Новый Мир Новый Мир - Новый Мир ( № 10 2007)
Почему у людей нет вкуса к таким вещам?
Я давно заметил — особенно это касается женщин.
В один из вечеров, прикончив бутылку, она вдруг обняла меня за шею. Я мгновенно протрезвел. Отчетливо, как под микроскопом, ощутил ее губы, сухие и твердые, и что они перемещаются по лицу, как насекомое.
Она игриво отступила в комнату. Изображая возбуждение, я помог забраться на помост.

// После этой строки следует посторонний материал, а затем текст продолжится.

PR #294, opened 2024-09-22
feat(multiple-rules): #138: Adds `matcher` option

### LINKED ISSUE #138: Feature: `sort-imports` custom-groups Regex match

sort-imports

### Describe the problem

Хотелось выпить еще, чтобы запьянеть хоть как-то. Но бутылка осталась там, в кухне.
Пальцы на ее ступнях судорожно сжались, распрямились.
Схватив ее за волосы, я поразился густой шевелюре — и закрыл глаза.
…Через полчаса, опасаясь, что она заснет прямо здесь, я стал потихоньку ее выпроваживать. Та сонно сопротивлялась, просила выпить. Пришлось пожертвовать остатками “Деламэна”. Прижав флакон, как ребенка, она долго шаркала ключом по двери. Наконец створка захлопнулась, все стихло.
Я из пушки в небо уйду!
Тиги-диги-ду! Тиги-диги-ду!
Убрав рюмки, я лег навзничь. На простыне заметил ее пепельный волос, смахнул на пол. Пытался вспомнить тело. Но ничего, кроме ощущения нашпигованности , не осталось.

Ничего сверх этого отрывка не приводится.